James Drummond, 2nd Duke of Perth, etc., (c. 1674 – 17 April 1720) was a Scottish nobleman. He held the Peerage created for his father, James Drummond, 4th Earl of Perth, by the exiled Stuart monarchs at St Germain.

==Life==
The eldest son and heir of the 1st Duke and 4th Earl by his first wife, Lady Jane, daughter of William Douglas, 1st Marquess of Douglas, he was educated at the Scots College, (Paris).

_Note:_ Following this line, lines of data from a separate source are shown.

PR #191, opened 2025-03-11
Fix the trailing hyphen in completion without description

brichet:
This PR deletes the trailing hyphen in the autocomplete suggestion (chat commands), if the description is empty.

Example:


brichet:
I merged it, this is not a big change and can easily be reverted if necessary.

PR #194, opened 2025-03-20
Fix duplication after message edition

### LINKED ISSUE #183: Mesage edition display both messages
## Description

Modifying a message result to both messages displayed in the chat.
The previous message is not saved in the shared document, and disappears when reloading the page.

https://github.com/user-attachments/assets/762b1012-22ef-4361-92b1-6778f496418b

## Reproduce

Edit a message from the chat panel.

## Expected behavior

The previous message to disappear.

brichet:
Fixes #183 
 
[record-2025-03-20_14.17.08.webm](https://github.com/user-attachments/assets/1e48815e-22cc-42a7-82c0-191cd5578597)

When a message is edited, the changes received from the `YChat` are an insertion and a deletion (in the order).
Inserting a message in the `LabChatModel` is asynchronous, because it needs to wait for the model to be ready (which means to have an ID). This is required for the initialization of the message list.

Before deleting the message, we now wait for the messages to be inserted, to get the correct index of the message to delete.

### DIFF
--- a/packages/jupyterlab-chat/src/model.ts
+++ b/packages/jupyterlab-chat/src/model.ts
@@ -133,10 +133,13 @@ export class LabChatModel extends ChatModel implements DocumentRegistry.IModel {
     // nothing to do
   }
 
-  messagesInserted(index: number, messages: IChatMessage[]): void {
+  async messagesInserted(
+    index: number,
+    messages: IChatMessage[]
+  ): Promise<void> {
     // Ensure the chat has an ID before inserting the messages, to properly catch the
     // unread messages (the last read message is saved using the chat ID).
-    this._ready.promise.then(() => {
+    return this._ready.promise.then(() => {
       super.messagesInserted(index, messages);
     });
   }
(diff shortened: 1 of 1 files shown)


dlqqq (approved):
Thank you! This change makes sense and looks good to me.

It seems like there's a couple of issues that can occur when deleting messages from the list. Managing the index of each message in the array of chat messages introduces a fair amount of complexity throughout the codebase.

I wonder if it would be simpler to never delete elements from the list of chat messages, and completely ignore indexes. Message deletion can be expressed as a message edit. For example, deleting a message is kind of the same as just marking it as deleted and showing "message deleted" in the UI.

If we follow this pattern throughout Jupyter Chat, this brings two major benefits:

1. We always know exactly what index each message is.
2. We don't have to ever update that index or re-calculate indices.

This is also essentially free in terms of memory use. In Yjs, items are never deleted, but simply marked as deleted in the data model. Deleting a message doesn't really save any memory anyways. If this change can simplify the codebase, I think we should take this opportunity.

@brichet What do you think?

brichet:
Thanks @dlqqq for the review, I opened #203 to track the message deletion.

PR #4336, opened 2025-04-01
Update ScyllaDB versions used in Github actions

mykaul:
1. Removed 2023.1.x
2. Update 6.2.0 to 6.2.3
3. Update 2024.1.11 to 2024.1.15
4. Update 2025.1.0-rc4 to 2025.1.0 GA

---

Please make sure that:
- Code is split to commits that address a single change
- Commit messages are informative
- Commit titles have module prefix
- Commit titles have issue nr. suffix

Issue #4243, opened 2025-02-06
Disable tablet balancing during restore


Michal-Leszczynski:
As discussed in https://github.com/scylladb/scylladb/issues/22707, until load&stream is synchronized with tablet balancing on Scylla side, we need to disable it on the SM side. Otherwise, it's possible that a node streams sstable to another node which no longer owns it because of the tablet migration running in parallel.

karol-kokoszka:
Connected to https://github.com/scylladb/scylla-manager/issues/4275.
The issue above, must be clarified first.

Michal-Leszczynski:
@bhalevy @mitso23 closing this as not planned, as I understand that we don't want to do it for neither native tablet restore and tablet aware restore.

PR #4340, opened 2025-04-02
Update tested scylla versions

### LINKED ISSUE #4334: Test TestClientActiveRepairsIntegration is flaky
Example flake: https://github.com/scylladb/scylla-manager/actions/runs/14192086043/job/39758853118

Michal-Leszczynski:
This PR updates tested Scylla versions and also changes tested configurations.
Among other things, it started testing 2025.1 with tablets and IPV6.
This combination discovered a problem with IPV6 parsing, so this PR also partially deals with #4342, but it does not fixes it completely. It also addresses some flakiness in the tests (see commit descriptions).

It also added a new package called util2 in place of the original util package which migrated to a separate submodule. The migration of util was a mistake, so in order not to waist time on creating multiple PRs with submodule changes and verion bumps, I decided to add new functionality, where it is supposed to be. After #4121 is fixed, util and util2 should be merged into a single package. 

The failure in restore tests is caused by #4243, which needs to be addressed quickly.

Fixes #4334
Supersedes #4336.

### DIFF
--- a/pkg/scyllaclient/client_scylla.go
+++ b/pkg/scyllaclient/client_scylla.go
@@ -9,8 +9,10 @@ import (
 	"fmt"
 	"net"
 	"net/http"
+	"net/netip"
 	"regexp"
 	"runtime"
+	"slices"
 	"sort"
 	"strconv"
 	"strings"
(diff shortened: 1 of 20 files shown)


pkg/util2/slices/slices.go
```diff
@@ -0,0 +1,38 @@
+// Copyright (C) 2025 ScyllaDB
+
+package slices
```
karol-kokoszka, line 3: Could you please unit-test this lib ? 
With some basic / not extensive tests.

pkg/util2/maps/maps.go
```diff
@@ -0,0 +1,47 @@
+// Copyright (C) 2025 ScyllaDB
+
+package maps
```
karol-kokoszka, line 3: Could you please unit-test this lib ? 
With some basic / not extensive tests.

karol-kokoszka (commented):
@Michal-Leszczynski Just very general question. WDYT about changing the client for Scylla the way that "Addr" is always of netip.Addr type instead of string ? I understand that swagger defines it as string, but we are not generating client out of the swagger.

/pkg/scyllaclient/client_scylla.go is our wrapper over swagger generated code.

VAveryanov8 (approved):
:+1:

karol-kokoszka (approved):
:+1:

PR #4357, opened 2025-04-23
TMP: scylla api

Michal-Leszczynski:
TMP


Michal-Leszczynski:
@karol-kokoszka it would be good to merge native scylla API support to master in some time.
This PR contains all the changes from `ml/scylla-api` + changes around new scylla object storage endpoints configuration.
This PR is ready except for failing ipv6 tests which for now are assumed to fail because of scylla inability to handle ipv6 object storage endpoints. 
The question is whether we should first merge this PR and later fix https://github.com/scylladb/scylla-manager/issues/4163, or is adding the API switch a prerequisite for merging those changes to master.

PR #4360, opened 2025-04-25
docs: update dependencies

dgarcia360:
This is a mandatory dependency update to resolve a critical Dependabot alert. For more details, see the [Dependabot alerts](https://docs.github.com/en/code-security/dependabot/dependabot-alerts/viewing-and-updating-dependabot-alerts).

---

Please make sure that:


Michal-Leszczynski:
@dgarcia360 why are we updating just the `poetry.lock` file?
It might or might not be a good idea to commit it to the repo in general, but we should also update the dependencies which generate it, right? So shouldn't this PR also update the `pyproject.toml`?

dgarcia360:
@Michal-Leszczynski

> It might or might not be a good idea to commit it to the repo in general

https://python-poetry.org/docs/basic-usage/#as-an-application-developer

> but we should also update the dependencies which generate it, right? So shouldn't this PR also update the pyproject.toml?

Not necessarily. In this case, we’re updating transitive dependencies (those that are required by the dependencies listed in `pyproject.toml`). For example, the theme we use depends on a version range of the `sphinx-notfound-page` package. 

Running `make update` refreshes the `poetry.lock` file to use the latest compatible versions within those defined ranges.

Michal-Leszczynski (approved):

PR #4361, opened 2025-04-28
fix(testing): fix testing setup of prometheus

VAveryanov8:
This adds scrape config for scylla-manager service itself.

---

Please make sure that:

### DIFF
--- a/testing/prometheus/prometheus-ipv6.yaml
+++ b/testing/prometheus/prometheus-ipv6.yaml
@@ -7,3 +7,6 @@ scrape_configs:
       - server: '2001:0DB9:100::2'
         scheme: 'http'
         services: ['scylla']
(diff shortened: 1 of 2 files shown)


Michal-Leszczynski:
> It works for the IPv4 (make sure you've restarted container with prometheus), but I wasn't able to verify it against IPv6 and that's why this PR is in draft

Could you explain how does it work with IPV4? I tried to populate metrics by `make pkg-integration-test` and manually starting SM server, adding cluster, executing repair, but none of those approaches populated anything for the prometheus server at `192.168.100.98:9090`. When starting SM server manually, I am able to scrape its metrics manually at `localhost:5090/metrics`.

Michal-Leszczynski:
okay, I don't think I ever used `make run-server`, so it makes sense now, thanks!

Issue #4254, opened 2025-02-13
Validate if there are any tablet based keyspaces


karol-kokoszka:
... and fail the process if there are any, and they are not filtered out by the "--keyspaces" flag.

VAveryanov8:
The way I see how we can check if keyspace is tablet based or not is following: 
1. Check the value of scylla.yaml `enable_tablets`. https://opensource.docs.scylladb.com/stable/reference#confval-enable_tablets 
2. If it is false - then there is not way to create tablet based keyspace - we good to go with 1-1-restore. 
3. if it's set to true, every keyspace by default is tablet based, but there is an option to opt out - `CREATE KEYSPACE .... WITH tablets = {'enabled': false}  `, so we need to see how the keyspace was created. Unfortunately `system_schema.keyspace` and `scylladb/gocql` doesn't expose this option, so the only way I found is to check (parse) the output of `DESCRIBE SCHEMA WITH INTERNALS`. 

@Michal-Leszczynski @karol-kokoszka what do you think? Maybe you know the better way of checking if keyspace is tablet based or not?

Michal-Leszczynski:
When running the `1-1-restore` we already have the required schema in the cluster, so we can just query Scylla API for the information about table replication type:
https://github.com/scylladb/scylla-manager/blob/af2379317f84faf9304959cf20457f4864b4ec99/pkg/scyllaclient/client_scylla.go#L268-L306

VAveryanov8:
> When running the 1-1-restore we already have the required schema in the cluster, so we can just query Scylla API for the information about table replication type:

Thanks, that's exactly what i was searching for! :) 

> But in general we have a problem with recreating keyspace replication type from DESCRIBE SCHEMA WITH INTERNALS.
> See https://github.com/scylladb/scylladb/issues/22866 for more info.
> This issue could happen only when we use different tablet configuration in scylla.yaml in the backup and restore destination cluster.

good finding!

karol-kokoszka:
Please add this check to the validation stage, where SM verifies the source-destination cluster topology.

PR #4365, opened 2025-04-29
feat(1-1-restore): fail validation if tablet-based keyspaces are present

VAveryanov8:
This adds additional validation to check that there are no tablet based keyspaces in the cluster, because 1-1-restore can work only with vnodes.

Refs: #4254

---

Please make sure that:

### DIFF
--- a/pkg/service/one2onerestore/worker.go
+++ b/pkg/service/one2onerestore/worker.go
@@ -226,6 +226,8 @@ func skipRestorePatterns(ctx context.Context, client *scyllaclient.Client, sessi
 			skip = append(skip, ks)
 		}
 	}
+	// See https://github.com/scylladb/scylla-enterprise/issues/4168
+	skip = append(skip, "system_replicated_keys")
 
 	// Skip outdated tables.
 	// Note that even though system_auth is not used in Scylla 6.0,
--- a/pkg/service/one2onerestore/worker.go
+++ b/pkg/service/one2onerestore/worker.go
@@ -15,6 +15,7 @@ import (
 	"github.com/scylladb/gocqlx/v2"
 	"github.com/scylladb/scylla-manager/backupspec"
 	"github.com/scylladb/scylla-manager/v3/pkg/scyllaclient"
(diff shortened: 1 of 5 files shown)


VAveryanov8:
Tests with `tablets: none` are failing and it's hard to do something with them (other than to ignore), because this PR relies on tablets support.

I think we can simply ignore them,because it looks like they are no longer exists in the master branch :)

karol-kokoszka (approved):

pkg/service/one2onerestore/worker.go
```diff
@@ -305,3 +314,17 @@ func isRestoreAuthAndServiceLevelsFromSStablesSupported(ctx context.Context, cli
...
+	if err != nil {
+		return errors.Wrap(err, "new keyspace filter")
+	}
+	for _, ks := range tabletKeyspaces {
+		if filter.Check(ks, "") {
+			return errors.Errorf("1-1-restore doesn't support tablet based replication. Keyspace: %s", ks)
+		}
+	}
+	return nil
+}
```
Michal-Leszczynski, line 332: 1-1 keyspace filter is just a list of keyspace without any patters (except for a simple `*`). I would consider using simple `slices.Contains` func in order not to confuse the reader with the keyspace filters used in other SM tasks.

Michal-Leszczynski:
> Tests with tablets: none are failing and it's hard to do something with them (other than to ignore), because this PR relies on tablets support.
I think we can simply ignore them,because it looks like they are no longer exists in the master branch :)

Can't we just `t.Skip("explanation")` them when tablets aren't supported?

pkg/service/one2onerestore/worker.go
VAveryanov8: When this function is invoked keyspace filter also includes 'skip list' which actually have some patterns :) 

https://github.com/scylladb/scylla-manager/pull/4365/files#diff-2cea9c21226ddc87135b86e914571186f4d82e6eeb0bd0a304df4ceb0e1e4b1aR52-R57

PR #4366, opened 2025-04-29
fix(repair_test): decrease node start flakiness

Michal-Leszczynski:
It's important to wait for all nodes to perceive all nodes as live before moving forward with the test.

Example flakiness: https://github.com/scylladb/scylla-manager/actions/runs/14728318840/job/41336270422?pr=4364


VAveryanov8 (approved):
:rocket:

PR #4376, opened 2025-05-06
feat(sctool): support for 1-1-restore progress rendering

VAveryanov8:
This adds support of 1-1-restore progress to `sctool progress`.

---

Please make sure that:

### DIFF
--- a/pkg/command/progress/cmd.go
+++ b/pkg/command/progress/cmd.go
@@ -68,6 +68,7 @@ var supportedTaskTypes = strset.New(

In 1689 he accompanied King James II of England, and VII of Scotland, to Ireland, and led the cavalry at the Battle of Sheriffmuir. Afterwards he joined Lord Mar during the 1715 Uprising in Scotland. He escaped to France with the King on 6 February and was attainted on 17 February 1716 (1 Geo. 1. St. 2. c. 32). As the Marquess of Drummond he was created a Knight of the Thistle in March 1705, when he became Master of the Horse. He succeeded his father on 11 May 1716, but as a consequence of his attainder he was not recognised by the British government. He died at Paris aged 46 years, and was buried in the Scots' College.

==Family==
Drummond married (contract dated 5 August 1706) Lady Jane, daughter of George Gordon, 1st Duke of Gordon by Lady Elizabeth, daughter of Henry Howard, 6th Duke of Norfolk. Lady Jane was imprisoned in Edinburgh Castle from February to November 1746 for her part in the 1745 Uprising, and died at Stobhall, Perthshire, on 30 January 1773, aged about 90.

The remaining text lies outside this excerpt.